━━ Source data
PR #841, opened 2022-01-25
Add --offline flag

### LINKED ISSUE #575: Add `--offline` flag
Currently there's no way to ensure that `spago` does not connect to the network. Even if all dependencies are installed, `--no-install` is set, there's still traffic.

This makes `spago` unusable in pure CI environments, such as `nix`. And it would be nice if that was not the case.

JordanMartinez:
### Description of the change

Fixes #575

### Checklist:

### DIFF
--- a/src/Spago/FetchPackage.hs
+++ b/src/Spago/FetchPackage.hs
@@ -41,10 +41,6 @@ fetchPackages
 fetchPackages allDeps = do
   logDebug "Running `fetchPackages`"
 
-  internetAccess <- view (the @GlobalOffline)
-  when (internetAccess == Offline) $ do
-    die [ display Messages.fetchPackagesOffline ]
-
   PackageSet.checkPursIsUpToDate
 
   -- Ensure both local and global cache dirs are there
@@ -62,6 +58,9 @@ fetchPackages allDeps = do
   -- Note: it might be empty depending on the cacheFlag
   let nOfDeps = List.length depsToFetch
   when (nOfDeps > 0) $ do
+    internetAccess <- view (the @GlobalOffline)
+    when (internetAccess == Offline) $ do
+      die [ display Messages.fetchPackagesOffline ]
     logInfo $ "Installing " <> display nOfDeps <> " dependencies."
     metadata <- GlobalCache.getMetadata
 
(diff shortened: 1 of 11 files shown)


JordanMartinez:
I'm not really sure what should be added to the readme (if anything). It's more likely that Nix tools would update their readme to show how to use this command in their workflow.

src/Spago/FetchPackage.hs
```diff
@@ -35,12 +35,16 @@ import qualified Spago.PackageSet              as PackageSet
...
 --       * if not, run a series of git commands to get the code, and copy to local cache
 fetchPackages
-  :: (HasLogFunc env, HasJobs env, HasGlobalCache env, HasPackageSet env)
+  :: (HasLogFunc env, HasJobs env, HasGlobalCache env, HasPackageSet env, HasGlobalOffline env)
   => [(PackageName, Package)]
   -> RIO env ()
 fetchPackages allDeps = do
   logDebug "Running `fetchPackages`"
 
+  internetAccess <- view (the @GlobalOffline)
```
f-f, line 44: This would prevent anyone from getting in this code path at all - however there are some cases where we don't need to reach for the internet at all, e.g. when all packages are in cache. About 10 lines from here we bind `depsToFetch` which contains the list of things that we actually have to download (i.e. we filter out all the things in cache). We can fail then if `nOfDeps > 0` and the flag is set

f-f:
I think we could merge this already, but I'd first like that we figure out a good testing story for this, because if we can't properly test that the changes we introduce are going to continue working, then we are deemed to break them.

I don't have many ideas about this though - `nix-shell` doesn't seem to offer any switch to disable the network :thinking:

JordanMartinez:
So.... how should I make progress on this?

thomashoneyman:
Could you mock all network calls so they fail the test right away if called? You could use these mocked calls for the offline mode test only.

f-f:
Oh, it looks like we can call a process with `unshare -r -n` to prevent it from reaching the network.

So I'd say the next step on this is to fixup a test infrastructure that runs the tests for the offline feature in such container

JordanMartinez:
Hmm... I should add a second test that verifies `spago build` fails when we drop the `offline` flag but still use `unshare -r -n`...

JordanMartinez:
Dropping the `offline` flag but still running `unshare -r -n` does not produce the expected failure. I wondered as much. AFAICT, `spago build` should always work so long as the dependencies are stored in the cache folder. I think the real issue is that running Spago in a Nix environment means the `.cache` folder doesn't contain these dependencies and so triggers the network call.

f-f:
@JordanMartinez I see. The location of both Dhall and Spago folders is dependent on the value of the `XDG_CACHE_DIR` environment variable. We could try to set that do a temp directory when running these tests, so that they would start from a clean slate?

PR #843, opened 2022-01-28
Override a package in the package set with a remote one: dependencies

flip111:


f-f:
I'm a little concerned about giving out the idea that all three keys are needed in order to override something, do you think we could move this to some other place?

flip111:
the idea comes from spago itself, seems right to document it

```
[error] Failed to read the config. Error was:
[error] Error: Error while reading spago.dhall:

Explanation: a record is missing a required key.

The key missing is:

↳ dependencies

The keys in the record are:

↳ repo, version
```

f-f:
Oh, but that's the case when you add a new package (which is documented in the next section), this section deals with overriding an existing package

flip111:
Thought package already existed. Don't really understand why i had to copy paste dependencies ?

https://github.com/natefaubion/purescript-tidy-codegen/blob/main/spago.dhall#L14-L56

f-f:
It's for historical reasons - we couldn't/didn't want to read them from Bower files when creating the package set. This is going to change once the new [Registry](https://github.com/purescript/registry) is live

flip111:
ok let's close this for now, registry sounds promising !

Issue #845, opened 2022-01-30
Remove `run.js`


sigma-andex:
Remove creation of `run.js` file for running and testing in the backend. 

This is necessary for the `v0.15.0` release and resolves some bugs.

sigma-andex:
Solved by #846

PR #846, opened 2022-01-30
Remove `run.js`

sigma-andex:
### Description of the change

This removes the creation of a `run.js` file when running `spago run`. The file content is now passed as an argument to node. Solves #845 .

### Checklist:

### DIFF
--- a/CHANGELOG.md
+++ b/CHANGELOG.md
@@ -8,7 +8,7 @@ and this project adheres to [Semantic Versioning](https://semver.org/spec/v2.0.0
 ## [Unreleased]
 
 Other improvements:
-- Remove run.js in preparation of `v0.15.0` release (#845)
+- Avoid writing a JS file when executing `spago run` (#845, #846)
 
 ## [0.20.4] - 2022-01-29
 
--- a/CHANGELOG.md
+++ b/CHANGELOG.md
@@ -7,6 +7,9 @@ and this project adheres to [Semantic Versioning](https://semver.org/spec/v2.0.0
 
 ## [Unreleased]
 
+Other improvements:
+- Remove run.js in preparation of `v0.15.0` release (#845)
+
 ## [0.20.4] - 2022-01-29
 
 Bugfixes:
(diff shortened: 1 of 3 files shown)


CHANGELOG.md
```diff
@@ -7,6 +7,9 @@ and this project adheres to [Semantic Versioning](https://semver.org/spec/v2.0.0
 
 ## [Unreleased]
 
+Other improvements:
+- Remove run.js in preparation of `v0.15.0` release (#845)
```
f-f, line 11: The current line might be cryptic to a future reader that doesn't know about `run.js` or `0.15.0`, so I propose we explain this with more context:
```suggestion
- Avoid writing a JS file when executing `spago run` (#845, #846)
```

src/Spago/Build.hs
```diff
@@ -330,29 +330,24 @@ runBackend maybeBackend RunDirectories{ sourceDir, executeDir } moduleName maybe
...
     nodeAction outputPath' = do
-      logDebug $ "Writing " <> displayShow @Text runJsSource
-      writeTextFile runJsSource (nodeContents outputPath')
-      void $ chmod executable $ pathFromText runJsSource
       -- cd to executeDir in case it isn't the same as sourceDir
       logDebug $ "Executing from: " <> displayShow @FilePath executeDir
       Turtle.cd executeDir
       -- We build a process by hand here because we need to forward the stdin to the backend process
-      let processWithStdin = (Process.shell (Text.unpack nodeCmd)) { Process.std_in = Process.Inherit }
+      let processWithStdin = (Process.shell (Text.unpack $ nodeCmd outputPath')) { Process.std_in = Process.Inherit }
```
f-f, line 350: Now that we are not writing a file anymore we should log the command instead:
```suggestion
      logDebug $ "Running node command: `" <> nodeCmd outputPath' <> "`"
      let processWithStdin = (Process.shell (Text.unpack $ nodeCmd outputPath')) { Process.std_in = Process.Inherit }
```

f-f (approved):
Thank you!

sigma-andex:
Awesome. thx :-)

PR #821, opened 2018-08-24
feat(server): migrate limit number of subresources rule to context object to support openapi 3

maxim-tschumak:
Related to #714


tkrop:
:+1:

PR #824, opened 2018-09-03
Added AtMostOneBodyParameterRule validating Swagger proxy from Context

### LINKED ISSUE #822: Context should allow explicit checking of Swagger models
I have an in-house rule `AtMostOneBodyParameter` which ensures a POST operation has no more than 1 body parameter. It was originally implemented against `Swagger` and can't be converted to an `Context` based check since the OpenAPI model available for checking doesn't allow people to make such as stupid mistake in the first place.  I'd like to keep the rule in place while swagger documents are still in use, but upgrade it to use `Context` so that `x-zally-ignore` can be supported anywhere. Also because I suspect that we might want to drop support for old style rules in the near future as #714 is completed.

Here's what I'm thinking:
- `Context` exposes `val swagger: Swagger?` populated only when the upconvert occurred
  - Would this be better in a separate `SwaggerContext` interface so that it's not accidentally used elsewhere??
- `DefaultContext.recorder` renamed to `openApiRecorder`
- `DefaultContext.swaggerRecorder: MethodCallRecorder<Swagger>?` added
- `DefaultContext.violation(String,JsonPointer?)` would need modifying to decide which recorder to take the default pointer from.
  - Perhaps lookup both and choose the deepest??
  - Might also need to explicitly set both recorders point to EMPTY before running each rule

Any objections or improvements?

roxspring:
- `Context` exposes `val swagger: Swagger?` populated only when the upconvert occurred
- `DefaultContext.recorder` renamed to `openApiRecorder`
- `DefaultContext.swaggerRecorder: MethodCallRecorder<Swagger>?` added
- `DefaultContext.violation(String,JsonPointer?)` modified to decide which recorder to take the default pointer from, taking the first non-EMPTY pointer from `pointer`, `swaggerRecorder.pointer`, `openApiRecorder.pointer`.
- Added `AtMostOneBodyParameterRule` enforcing Swagger 2.0 requirement that there can only be one body parameter.
  - Still suspicious that the recorders might need resetting to EMPTY between checks, but couldn't demonstrate the need so haven't made the change.

Closes #822


server/src/main/java/de/zalando/zally/rule/zally/AtMostOneBodyParameterRule.kt
```diff
@@ -0,0 +1,32 @@
...
+    ruleSet = ZallyRuleSet::class,
+        id = "M009",
+        severity = Severity.MUST,
+        title = "At Most One Body Parameter"
+)
+class AtMostOneBodyParameterRule {
+    val description = "No more than one body parameter can be associated with an operation"
+
+    @Check(Severity.MUST)
+    fun validate(context: Context): List<Violation> = context.swagger?.paths
```
maxim-tschumak: Let's mark this check as `Swagger 2 only`

maxim-tschumak: Thanks for the clarification! I wouldn't go for different context objects - one should be enough, and also much easier to understand for the "newcomers". But let's not overengineer at this point - I think a simple function documentation (comment) is enough for now. We still can improve if there will be a need.

maxim-tschumak:
:+1:

tkrop:
:+1:

PR #827, opened 2018-09-06
Fix Use429HeaderForRateLimitRule NullPointerException on paths that have no response

### LINKED ISSUE #787: TargetInvocationException: null
# How to reproduce

Lint this API in Zally.

```yaml
swagger: "2.0"
info:
  x-audience: business-unit-internal
  x-api-id: d0184f38-b98d-11e7-9c56-68f728c1ba70
  title: foo
  description: bar
  version: 1.0.0
  contact:
    email: a@b.c
    name: James Bond
    url: https://www.mi6.co.gov
securityDefinitions:
  oauth2:
    type: oauth2
    flow: application
    tokenUrl: https://identity.example.com/oauth2/token
    scopes:
      lalala.read: Access right needed to read
      lalala.write: Access right needed to write
paths: 
  /foos/bars:
    get:
      description: asd
```

The front end will answer:

> ERROR
> Ooops something went wrong!

The server will log:
```
java.lang.reflect.InvocationTargetException: null
	at sun.reflect.GeneratedMethodAccessor184.invoke(Unknown Source) ~[na:na]
	at sun.reflect.DelegatingMethodAccessorImpl.invoke(DelegatingMethodAccessorImpl.java:43) ~[na:1.8.0_181]
	at java.lang.reflect.Method.invoke(Method.java:498) ~[na:1.8.0_181]
	at de.zalando.zally.rule.RulesValidator.invoke(RulesValidator.kt:60) ~[main/:na]
...
Caused by: java.lang.NullPointerException: null
	at de.zalando.zally.rule.zalando.Use429HeaderForRateLimitRule.checkHeadersForRateLimiting(Use429HeaderForRateLimitRule.kt:22) ~[classes!/:na]

```

roxspring:
- Added test demonstrating problem to prevent recurrence.
- Simple fix with `.orEmpty()` calls.
- Refactored to use a new `Context.validateResponses()` for future shared safety.

Closes #787

### DIFF
--- a/server/src/main/java/de/zalando/zally/rule/zalando/Use429HeaderForRateLimitRule.kt
+++ b/server/src/main/java/de/zalando/zally/rule/zalando/Use429HeaderForRateLimitRule.kt
@@ -5,6 +5,7 @@ import de.zalando.zally.rule.api.Context
 import de.zalando.zally.rule.api.Rule
 import de.zalando.zally.rule.api.Severity
 import de.zalando.zally.rule.api.Violation
+import io.swagger.v3.oas.models.responses.ApiResponse
 
 @Rule(
     ruleSet = ZalandoRuleSet::class,
@@ -19,11 +20,14 @@ class Use429HeaderForRateLimitRule {
 
     @Check(severity = Severity.MUST)
     fun checkHeadersForRateLimiting(context: Context): List<Violation> =
-        context.api.paths.orEmpty().values.flatMap { it.readOperations().flatMap { it.responses.orEmpty().entries } }
-            .filter { (code, _) -> "429" == code }.map { it.value }
-            .filterNot { containsRateLimitHeader(it.headers.orEmpty().keys) }
-            .map { context.violation(description, it) }
+        context.validateResponses(responseFilter = this::violatingResponse) { (_, response) ->
+            context.violations(description, response)
+        }
 
-    private fun containsRateLimitHeader(headers: Collection<String>): Boolean =
-        "Retry-After" in headers || headers.containsAll(xRateLimitHeaders)
+    private fun violatingResponse(entry: Map.Entry<String, ApiResponse>): Boolean {
+        val headers = entry.value.headers.orEmpty().keys
+        return "429" == entry.key &&
+            "Retry-After" !in headers &&
+            !headers.containsAll(xRateLimitHeaders)
+    }
 }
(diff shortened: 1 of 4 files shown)


server/src/test/java/de/zalando/zally/rule/zalando/Use429HeaderForRateLimitRuleTest.kt
```diff
@@ -45,4 +49,21 @@ class Use429HeaderForRateLimitRuleTest {
 
         assertThat(violations).isEmpty()
     }
+
+    @Test
+    fun `checkHeadersForRateLimiting avoid bug 787 NPE on missing response`() {
```
tkrop: It looks strange to have this check here, but not in other rules that may/will fail too. We should have general test patterns for NPEs in OpenAPI schemas which should be checked on every rule. @roxspring are you interested in providing a solution?

server/src/main/java/de/zalando/zally/rule/zalando/Use429HeaderForRateLimitRule.kt
```diff
@@ -19,11 +20,14 @@ class Use429HeaderForRateLimitRule {
 
     @Check(severity = Severity.MUST)
     fun checkHeadersForRateLimiting(context: Context): List<Violation> =
-        context.api.paths.values.flatMap { it.readOperations().flatMap { it.responses.entries } }
-            .filter { (code, _) -> "429" == code }.map { it.value }
-            .filterNot { containsRateLimitHeader(it.headers.orEmpty().keys) }
-            .map { context.violation(description, it) }
+        context.validateResponses(responseFilter = this::violatingResponse) { (_, response) ->
```
ddufourboivin-zalando: I do not think the ``this::`` is required here.

ddufourboivin-zalando:
👍

maxim-tschumak:
:+1:

maxim-tschumak:
:+1:

tkrop:
:+1:

maxim-tschumak:
:+1:

server/src/test/java/de/zalando/zally/rule/zalando/Use429HeaderForRateLimitRuleTest.kt
roxspring: Test added here purely because I was working TDD style. Happy to move it somewhere more specific - presumably a test for DefaultContext.

Do you have a more specific suggestion? A niaive approach to generally testing the NPEs would be to just manually add a whole bunch of NPE focused unit tests - which doesn't sound much fun and is likely to still have gaps unless we hit 100% path coverage.

Kotlin generally does a nice job of avoiding NPEs at compile time, but this is undermined here by using Java object models (Swagger, OpenAPI) that are assumed to be non-null responses. Is there any mechanism to tell Kotlin / Idea to assume these are nullable responses instead? (suspect @ddufourboivin-zalando might know).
━━━━
▸ **Brief**: Copy the line containing "Do you have" and every line after it, through the last line of the records. Include nothing else.

▸ **Your response**:
Do you have a more specific suggestion? A niaive approach to generally testing the NPEs would be to just manually add a whole bunch of NPE focused unit tests - which doesn't sound much fun and is likely to still have gaps unless we hit 100% path coverage.

Kotlin generally does a nice job of avoiding NPEs at compile time, but this is undermined here by using Java object models (Swagger, OpenAPI) that are assumed to be non-null responses. Is there any mechanism to tell Kotlin / Idea to assume these are nullable responses instead? (suspect @ddufourboivin-zalando might know).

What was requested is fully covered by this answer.